◆ Task brief: Each line below should be restated exactly, with nothing dropped.

◆ Supplied data:

PR #1885, opened 2025-06-03
REST2SOAPInterceptor Response XSLT Empty

Lucamadio:
On response Flow if mapping.responseXSLT is empty  return directly CONTINUE. There is not way to avoid an XSL trasformation on response flow for an exchange which the mapping regex has been correctly evaluated on request flow.

### DIFF
--- a/core/src/main/java/com/predic8/membrane/core/interceptor/rest/REST2SOAPInterceptor.java
+++ b/core/src/main/java/com/predic8/membrane/core/interceptor/rest/REST2SOAPInterceptor.java
@@ -196,7 +196,7 @@ public class REST2SOAPInterceptor extends SOAPRESTHelper {
     public Outcome handleResponseInternal(Exchange exc) throws Exception {
         Mapping mapping = getRESTURL(exc);
         log.debug("restURL: {}",mapping);
-        if (getRESTURL(exc) == null)
+       if (mapping == null || mapping.getResponseXSLT().isEmpty())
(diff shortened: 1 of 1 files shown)


predic8:
Hi @Lucamadio,
thanks for the PR. Just to let you know in Membrane 6.1.0 it will be much simpler to do REST2SOAP Mapping like in the sample below. 

```
		<api port="2000" method="GET">
			<path>/cities/{city}</path>
			<request>
				<soapBody version="1.1"><![CDATA[
                    <getCity xmlns="https://predic8.de/cities">
                        <name>${pathParam.city}</name>
                    </getCity>
                ]]></soapBody>
			</request>
			<response>
				<template contentType="application/json">
					{
						"country": "${property.country}",
						"population": "${property.population}"
					}
				</template>
				<setProperty name="country" value="${//country}" language="xpath"/>
				<setProperty name="population" value="${//population}" language="xpath"/>
			</response>
			<target method="POST" url="https://www.predic8.de/city-service"/>
		</api>
```

predic8 (approved):

Lucamadio:
Thanks @predic8.
Rest2Soap in version 6.1.0 seems to be highly customizable, i will try as soon as possible. My PR is due to the fact that I'm using rest2soap, which includes asynchronous endpoints with empty bodies responses, and I haven't found any other way to avoid the transformation in the response flow except by setting an empty responseXSL. 
Thanks again.

PR #1946, opened 2025-07-02
Fixes #1904.

### LINKED ISSUE #1904: JSONProtection: Add Prototype Pollution
Do research

Detect  "__proto__" fields

Log as warning

Discuss: remove or block

rrayst:


predic8:
Think that blocking is better than filtering it out as __proto should not be in the JSON.

Maybe change option to: blockProto

predic8 (approved):

PR #1974, opened 2025-07-10
fix: OPTIONS request with no body can cause the thread to hang

predic8:
## Summary by CodeRabbit

* **Refactor**
  * Improved internal structure and readability of the HTTP server handler, resulting in clearer and more maintainable request processing without changing user-facing behavior.
  * Enhanced consistency in HTTP method handling by using predefined constants.
  * Updated HTTP request body detection logic for more accurate processing.

* **Bug Fixes**
  * Enhanced handling of HTTP OPTIONS requests to more accurately determine when a request body should be present, especially when using Content-Length or Transfer-Encoding headers.

* **Tests**
  * Added new tests to verify correct body handling for HTTP OPTIONS requests under various header conditions.

### DIFF
--- a/core/src/main/java/com/predic8/membrane/core/transport/http/HttpServerHandler.java
+++ b/core/src/main/java/com/predic8/membrane/core/transport/http/HttpServerHandler.java
@@ -19,6 +19,7 @@ import com.predic8.membrane.core.http.*;
 import com.predic8.membrane.core.transport.http2.*;
 import com.predic8.membrane.core.transport.ssl.*;
 import com.predic8.membrane.core.util.*;
+import org.jetbrains.annotations.*;
 import org.slf4j.*;
 
 import javax.net.ssl.*;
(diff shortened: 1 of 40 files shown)


predic8:
@coderabbitai is there danger that this PR breaks something?

core/src/main/java/com/predic8/membrane/core/transport/http/HttpServerHandler.java
```diff
@@ -27,338 +28,396 @@
...
+            return terminateWithConnection(con);
+        }
+
+        return processHttp1Request(con);
+    }
+
+    private boolean waitForIncomingData() throws IOException {
+        endpointListener.setIdleStatus(sourceSocket, true);
+        boolean endOfStream = isEndOfStream();
+        endpointListener.setIdleStatus(sourceSocket, false);
```
rrayst: This leaks, as expected, the socket in case of a non-IOException within `isEndOfStream()`.

The contract is: If you call `eL.setIdleStatus(someSocket, true);` you *have to* ensure `eL.setIdleStatus(someSocket, false);` is called.

core/src/main/java/com/predic8/membrane/core/transport/http/HttpServerHandler.java
```diff
@@ -27,338 +28,396 @@
...
+        // Prepare
+        srcReq = new Request();
+        if (con != null) {
+            exchange.setTargetConnection(con);
+            con = null;
+        }
+
+        readAndParseRequest();
+        process();
+        return determineConnectionContinuation(con);
```
rrayst, line 214: `con` is always null.

core/src/main/java/com/predic8/membrane/core/transport/http/HttpServerHandler.java
```diff
@@ -27,338 +28,396 @@
...
+            srcReq.getHeader().add(CONNECTION,
+                    srcReq.getHeader().getProxyConnection());
+            srcReq.getHeader().removeFields(PROXY_CONNECTION);
+        }
+    }
+
+    private @NotNull RequestProcessingResult determineConnectionContinuation(Connection con) {
+        if (srcReq.isCONNECTRequest()) {
+            log.debug("stopping HTTP Server Thread after establishing an HTTP connect");
+            return new RequestProcessingResult(true, con);
```
rrayst: `new RequestProcessingResult(true, ` -> `terminateWithConnection(`

core/src/main/java/com/predic8/membrane/core/transport/http/HttpServerHandler.java
predic8: @coderabbitai is that really the case?

core/src/main/java/com/predic8/membrane/core/transport/http/HttpServerHandler.java
```diff
@@ -188,24 +187,21 @@ private RequestProcessingResult processSingleRequest(Connection con) throws Exce
...
-            if (srcIn.read() == -1)
+            if (srcIn.read() != -1) {
+                srcIn.reset();
                 return true;
-            srcIn.reset();
+            }
             return false;
         } catch (IOException e) {
-            return true;
+            return false;
```
rrayst: throw `IOException`?

PR #2033, opened 2025-08-01
refactor code

russelmrcl:


core/src/main/java/com/predic8/membrane/balancer/client/LBNotificationClient.java
```diff
@@ -81,7 +78,7 @@ public void run(String[] args) throws Exception {
 	private Response notifiyClusterManager() throws Exception {
 		try (HttpClient client = new HttpClient()) {
 			Exchange exc = new Exchange(null);
-			Request r = MessageUtil.getPostRequest(getRequestURL());
+			Request r = new Request.Builder().post(getRequestURL()).build();
 			r.setBodyContent(new byte[0]);
```
predic8: use static import: r = post(...

predic8 (approved):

◆ Solution:
PR #1885, opened 2025-06-03
REST2SOAPInterceptor Response XSLT Empty

Lucamadio:
On response Flow if mapping.responseXSLT is empty  return directly CONTINUE. There is not way to avoid an XSL trasformation on response flow for an exchange which the mapping regex has been correctly evaluated on request flow.

### DIFF
--- a/core/src/main/java/com/predic8/membrane/core/interceptor/rest/REST2SOAPInterceptor.java
+++ b/core/src/main/java/com/predic8/membrane/core/interceptor/rest/REST2SOAPInterceptor.java
@@ -196,7 +196,7 @@ public class REST2SOAPInterceptor extends SOAPRESTHelper {
     public Outcome handleResponseInternal(Exchange exc) throws Exception {
         Mapping mapping = getRESTURL(exc);
         log.debug("restURL: {}",mapping);
-        if (getRESTURL(exc) == null)
+       if (mapping == null || mapping.getResponseXSLT().isEmpty())
(diff shortened: 1 of 1 files shown)


predic8:
Hi @Lucamadio,
thanks for the PR. Just to let you know in Membrane 6.1.0 it will be much simpler to do REST2SOAP Mapping like in the sample below. 

```
		<api port="2000" method="GET">
			<path>/cities/{city}</path>
			<request>
				<soapBody version="1.1"><![CDATA[
                    <getCity xmlns="https://predic8.de/cities">
                        <name>${pathParam.city}</name>
                    </getCity>
                ]]></soapBody>
			</request>
			<response>
				<template contentType="application/json">
					{
						"country": "${property.country}",
						"population": "${property.population}"
					}
				</template>
				<setProperty name="country" value="${//country}" language="xpath"/>
				<setProperty name="population" value="${//population}" language="xpath"/>
			</response>
			<target method="POST" url="https://www.predic8.de/city-service"/>
		</api>
```

predic8 (approved):

Lucamadio:
Thanks @predic8.
Rest2Soap in version 6.1.0 seems to be highly customizable, i will try as soon as possible. My PR is due to the fact that I'm using rest2soap, which includes asynchronous endpoints with empty bodies responses, and I haven't found any other way to avoid the transformation in the response flow except by setting an empty responseXSL. 
Thanks again.

PR #1946, opened 2025-07-02
Fixes #1904.

### LINKED ISSUE #1904: JSONProtection: Add Prototype Pollution
Do research

Detect  "__proto__" fields

Log as warning

Discuss: remove or block

rrayst:


predic8:
Think that blocking is better than filtering it out as __proto should not be in the JSON.

Maybe change option to: blockProto

predic8 (approved):

PR #1974, opened 2025-07-10
fix: OPTIONS request with no body can cause the thread to hang

predic8:
## Summary by CodeRabbit

* **Refactor**
  * Improved internal structure and readability of the HTTP server handler, resulting in clearer and more maintainable request processing without changing user-facing behavior.
  * Enhanced consistency in HTTP method handling by using predefined constants.
  * Updated HTTP request body detection logic for more accurate processing.

* **Bug Fixes**
  * Enhanced handling of HTTP OPTIONS requests to more accurately determine when a request body should be present, especially when using Content-Length or Transfer-Encoding headers.

* **Tests**
  * Added new tests to verify correct body handling for HTTP OPTIONS requests under various header conditions.

### DIFF
--- a/core/src/main/java/com/predic8/membrane/core/transport/http/HttpServerHandler.java
+++ b/core/src/main/java/com/predic8/membrane/core/transport/http/HttpServerHandler.java
@@ -19,6 +19,7 @@ import com.predic8.membrane.core.http.*;
 import com.predic8.membrane.core.transport.http2.*;
 import com.predic8.membrane.core.transport.ssl.*;
 import com.predic8.membrane.core.util.*;
+import org.jetbrains.annotations.*;
 import org.slf4j.*;
 
 import javax.net.ssl.*;
(diff shortened: 1 of 40 files shown)


predic8:
@coderabbitai is there danger that this PR breaks something?

core/src/main/java/com/predic8/membrane/core/transport/http/HttpServerHandler.java
```diff
@@ -27,338 +28,396 @@
...
+            return terminateWithConnection(con);
+        }
+
+        return processHttp1Request(con);
+    }
+
+    private boolean waitForIncomingData() throws IOException {
+        endpointListener.setIdleStatus(sourceSocket, true);
+        boolean endOfStream = isEndOfStream();
+        endpointListener.setIdleStatus(sourceSocket, false);
```
rrayst: This leaks, as expected, the socket in case of a non-IOException within `isEndOfStream()`.

The contract is: If you call `eL.setIdleStatus(someSocket, true);` you *have to* ensure `eL.setIdleStatus(someSocket, false);` is called.

core/src/main/java/com/predic8/membrane/core/transport/http/HttpServerHandler.java
```diff
@@ -27,338 +28,396 @@
...
+        // Prepare
+        srcReq = new Request();
+        if (con != null) {
+            exchange.setTargetConnection(con);
+            con = null;
+        }
+
+        readAndParseRequest();
+        process();
+        return determineConnectionContinuation(con);
```
rrayst, line 214: `con` is always null.

core/src/main/java/com/predic8/membrane/core/transport/http/HttpServerHandler.java
```diff
@@ -27,338 +28,396 @@
...
+            srcReq.getHeader().add(CONNECTION,
+                    srcReq.getHeader().getProxyConnection());
+            srcReq.getHeader().removeFields(PROXY_CONNECTION);
+        }
+    }
+
+    private @NotNull RequestProcessingResult determineConnectionContinuation(Connection con) {
+        if (srcReq.isCONNECTRequest()) {
+            log.debug("stopping HTTP Server Thread after establishing an HTTP connect");
+            return new RequestProcessingResult(true, con);
```
rrayst: `new RequestProcessingResult(true, ` -> `terminateWithConnection(`

core/src/main/java/com/predic8/membrane/core/transport/http/HttpServerHandler.java
predic8: @coderabbitai is that really the case?

core/src/main/java/com/predic8/membrane/core/transport/http/HttpServerHandler.java
```diff
@@ -188,24 +187,21 @@ private RequestProcessingResult processSingleRequest(Connection con) throws Exce
...
-            if (srcIn.read() == -1)
+            if (srcIn.read() != -1) {
+                srcIn.reset();
                 return true;
-            srcIn.reset();
+            }
             return false;
         } catch (IOException e) {
-            return true;
+            return false;
```
rrayst: throw `IOException`?

PR #2033, opened 2025-08-01
refactor code

russelmrcl:


core/src/main/java/com/predic8/membrane/balancer/client/LBNotificationClient.java
```diff
@@ -81,7 +78,7 @@ public void run(String[] args) throws Exception {
 	private Response notifiyClusterManager() throws Exception {
 		try (HttpClient client = new HttpClient()) {
 			Exchange exc = new Exchange(null);
-			Request r = MessageUtil.getPostRequest(getRequestURL());
+			Request r = new Request.Builder().post(getRequestURL()).build();
 			r.setBodyContent(new byte[0]);
```
predic8: use static import: r = post(...

predic8 (approved):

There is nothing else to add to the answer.